خواتین اور بچوں میں آئرن کی کمی کا مسئلہ بڑھ رہا ہے۔۔۔

The News - Micronutrient Initiative, World Bank, Unicef and other leading international agencies have launched a report claiming that 51 per cent preschool aged children, 39 per cent pregnant women and 28 per cent non-pregnant women in Pakistan are suffering from iron deficiency called anaemia.
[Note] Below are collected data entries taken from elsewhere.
Issue #627, opened 2016-08-04
Volumio RC2/ Odroid C2: Choosing the NAS from the browse feature (latest version directly built from repo)


gkkpch:
Noticed a problem with adding new music the My Music, the latest version seems to have a problem with selecting music libraries from detected NAS devices. It fills/displays the alias as the name of the selected music directory, as NAS IP address it takes the alias of the NAS device and path is correctly shown as the name of the selected music directory. As this is saved as config parameters it might explain why people have problems when connecting to their NAS after rebooting. 

When I enter all values manually, it seems to work ok.

xipmix:
I took a look at this. The story starts in the Volumio2-UI code, where src/app/plugin/core-plugin/network-drives-plugin.controller.js does this when you pick a share from the detected list:
```
selectShare(share, disk) {
    this.drive.ip = share.name;
    this.drive.name = disk.sharename;
    this.drive.path = disk.path;
}
```
The input to this comes from discoverShares which calls ```smbtree``` to do the discovery and uses the results to create a json data structure, eg:
```
{ nas:
  [  { name: "littlebox", shares: [ { sharename:"A share", path:"A share" } ] },
     { name: "bigbox", shares: [ { sharename:"share1", path:"share1" },
                                               { sharename:"share2", path:"share2" }
                                             ]
     }
  ]
}
```
Let's relate that to your observations, assuming you pick ```\\littlebox\A share```:
 * fills the alias as the name of the selected music directory.
   So you should get 'A share'. That's how it works for me (2.041).

 * as NAS IP address it takes the alias of the NAS device.
   You should get 'littlebox' here. This is the netbios name the NAS sends out in response to browse queries. To connect up the share, volumio uses ```mount.cifs``` and _if netbios name resolution is working_, the mount does actually happen. It might be more robust to have discoverShares do an nmblookup and if it works, add the returned IP address to the data structure. Because IP addresses might change over time (dhcp pools), the name resolution would have to be checked before every mount attempt.

 * path is correctly shown as the name of the selected music directory.
   As you note 'sharename' and 'path' are the same thing. This is deliberate; discoverShares puts the exact same string in both elements of the structure.

So I think the behaviour you describe is what is intended. Why are there problems with reconnecting ? Probably related to the samba config in volumio, but also likely to depend on what's going on in the network around it. If you can recall specific cases it might help move things along.

Question: when you enter all values manually, I assume you use an IP address in the IP address field, not a netbios name?

PR #1029, opened 2017-02-24
Improve discoverShares()

xipmix:
I started looking into #627 and noticed that some shares were not being detected properly by discoverShares(). I've fixed that and hopefully improved the readability somewhat. This has been tested on 2.041 and seems to work correctly.

### DIFF
--- a/app/plugins/system_controller/networkfs/index.js
+++ b/app/plugins/system_controller/networkfs/index.js
@@ -729,7 +729,7 @@ ControllerNetworkfs.prototype.discoverShares = function () {
 	var defer = libQ.defer();
 	var sharesjson = {"nas":[]};
 	try {
-		var shares = execSync("/bin/echo volumio | /usr/bin/smbtree", { uid: 1000, gid: 1000, encoding: 'utf8', timeout: 10000 });
+		var shares = execSync("/usr/bin/smbtree -N", { uid: 1000, gid: 1000, encoding: 'utf8', timeout: 10000 });
 	} catch (err) {
 		var shares = err.stdout;
 	}
--- a/app/plugins/system_controller/networkfs/index.js
+++ b/app/plugins/system_controller/networkfs/index.js
@@ -741,13 +741,13 @@ ControllerNetworkfs.prototype.discoverShares = function () {
 
 	    <domain>
 	    \t\\<nas1>   \t\t<description>
-	    \t\t\\<nas1>\<share1>\t<description1>
-	    \t\t\\<nas1>\<share2>\t<description2>
+	    \t\t\\<nas1>\<share1> \t<description1>
+	    \t\t\\<nas1>\<share2> \t<description2>
 	    \t\\<nas2>    \t\t<description>
 	    \t\t\\<nas2>\IPC$	  \t<description>
 
-        The NAS name field is padded with trailing spaces,
-        as are hidden shares. Non-hidden shares are not.
+        Field names shorter than 16 characters are padded with trailing
+        spaces, to 16 characters. Longer names are not padded.
 	 */
 	try {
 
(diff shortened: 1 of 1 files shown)


volumio:
Pretty clever! (the -N, didn't notice that)
However I am not able to find any share now...

xipmix:
Oh dear. Does the smbtree call work on the command line? If you can send the output I can take a look.

volumio:
Yep, it works:

volumio@volumio:~$ /usr/bin/smbtree -N -b
WORKGROUP
        \\VOLUMIO                       Volumio Audiophile Music Player
                \\VOLUMIO\IPC$                  IPC Service (Volumio Audiophile Music Player)
                \\VOLUMIO\Internal Storage      Volumio Internal Music Folder
        \\FRITZ-NAS                     FRITZ!Box
                \\FRITZ-NAS\IPC$                IPC Service (FRITZ!Box)
                \\FRITZ-NAS\FRITZ.NAS
        \\DISKSTATION
                \\DISKSTATION\IPC$              IPC Service ()
                \\DISKSTATION\video             System default shared folder
                \\DISKSTATION\Torrent
                \\DISKSTATION\Share con spazi
                \\DISKSTATION\Programmi
                \\DISKSTATION\photo             System default shared folder
                \\DISKSTATION\NetBackup         System default shared folder
                \\DISKSTATION\music             System default shared folder
                \\DISKSTATION\Mi
                \\DISKSTATION\IMGs
                \\DISKSTATION\homes             user home
                \\DISKSTATION\FLAC
                \\DISKSTATION\Film
                \\DISKSTATION\Cose Mondo
                \\DISKSTATION\Backup
        \\DESKTOP-HSL3GOL


So I think its a parsing error

balbuze:
Even with 2.0.96 my nas is not always detected. Sometime it's ok, sometime is not. And /usr/bin/smbtree -N -b return nothing in this case, even if nas is already mounted.

xipmix:
Somehow I typoed 'excludednas' as 'excludenas'. This caused an undefined variable exception but I guess since it was inside a try/catch, we ended up in the catch. I've changed the variable name to make it harder to get wrong. For my penance I cut and pasted the updated code into a separate file and ran test cases with your smbtree output and mine, to confirm the parsing worked correctly.

volumio:
Does not work... Now the scan goes OK, but when I hit save it reports "no such address"

xipmix:
Sorry about that. I did some more testing. The shares I had been using to test with happened to have names longer than 16 characters, except the hidden shares. The long names are not padded, but any share names shorter than 16 characters get padded with trailing spaces to be 16 chars long. I wrongly assumed that only hidden shares (which _were_ short names) were padded. I didn't pick this up from your pasted smbtree output because the tabs were lost by the markdown rendering.

So why the failure? The share name gets used as the alias, which in turn is used to construct the mountpoint. The mountpoint is ok because we swap spaces with underscores. For the name of the remote share, the spaces are correctly escaped in addShare but the spaces are not actually part of the share name as defined in smb.conf on the remote host. So the mount fails because we are asking for a share name that does not exist.

Example log:
```
sudo[5374]: volumio : TTY=unknown ; PWD=/ ; USER=root ; COMMAND=/bin/mount -t cifs -o guest,ro,dir_mode=0777,file_mode=0666,iocharset=utf8,noauto //UBUNTU/var-tmp         /mnt/NAS/var-tmp________
...
volumio[4939]: exec error Error: Command failed: /usr/bin/sudo /bin/mount -t cifs -o guest,ro,dir_mode=0777,file_mode=0666,iocharset=utf8,noauto //BIGBOX/var-tmp\ \ \ \ \ \ \ \  /mnt/NAS/var-tmp________
volumio[4939]: Retrying with upper case share name
volumio[4939]: mount error(6): No such device or address
volumio[4939]: Refer to the mount.cifs(8) manual page (e.g. man mount.cifs)
volumio[4939]: info: Error mounting  var-tmp         on IP UBUNTU : (6): No such device or address
volumio[4939]: Refer to the mount.cifs(8) manual page (e.g. man mount.cifs)
```
So if we strip the trailing spaces things should work. The number of users with trailing spaces in the real share name is probably zero.

volumio:
Yes that works! And its also quite faster to mount, well done!

PR #1038, opened 2017-03-01
Bugfix for addShare

xipmix:
Apologies - I did not check the uuid already defined case...


xipmix:
On reflection this probably fixes #1047 (no smb mounts after OTA upgrade)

The Ministry of Health, the Micronutrient Initiative, the WB, Unicef and leading development agencies in the country have jointly launched a report called “Investing in the future: A united call to action on vitamin and mineral deficiencies, at an International Conference on “Recent Advances in Human Nutrition with Special Reference to Vulnerable Groups”, held at the National Institute of Food Sciences and Technology in Faisalabad. The report further has advocated that vitamin A supplementation reduces mortality in children between six months and five years of age by an average of 23 per cent. In Pakistan 12.5 per cent children are vitamin A deficient and 7.8 per cent pregnant mothers suffering night blindness. However, more than 95 per cent children aged 6-5 months are reached with vitamin A capsules twice a year through polio campaigns.>>
The report claimed deficiency of micronutrient malnutrition as one of the major causes of deaths among children and women in Pakistan. Therefore it has recommended that the government should continue to support Universal Salt Iodization Program to ensure more than 70 per cent adequately iodized salt production and to push for national level legislation and its enforcement.
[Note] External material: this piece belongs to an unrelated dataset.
PR #76, opened 2020-11-24
Use specialized method to select an <option> in test

micgro42:
~~The setSelected() method was added in vuejs/vue-test-utils#557, but apparently never documented. It seems stable and intended for end-user use nonetheless, so it is probably just an oversight documentation wise.~~ The `setSelected()` is actually documented in https://vue-test-utils.vuejs.org/api/wrapper/#setselected -- no idea why I didn't find it when I first looked.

In the same way support should continue for twice yearly vitamin A supplementation for children between six months and five years with special emphasis to hard to reach children. Efforts should be made for national scale up of zinc supplementation in diarrhea management and ensuring zinc supply. The report has also recommended scaling up availability of multiple micronutrient supplements, such as Multiple Micronutrient Powders for under two children and iron and folic acid supplements for all women of child bearing age, with a special focus on pregnant women.

The report says micronutrient interventions can easily be integrated into ongoing health services, or into existing methods for food production. With the low cost of interventions and their high returns in improved capacity, the benefit to cost ratio of micronutrient programming is unmatched by any other large-scale health or economic intervention.

In communities where iodine intake is sufficient, average IQ is shown to be on average 13 points higher than in iodine deficient communities. However between 1993 and 2007, the number of countries in which iodine-deficiency disorders were a public health concern was reduced by more than half, from 110 to 47. In Pakistan 63.6 per cent school aged children are iodine deficient.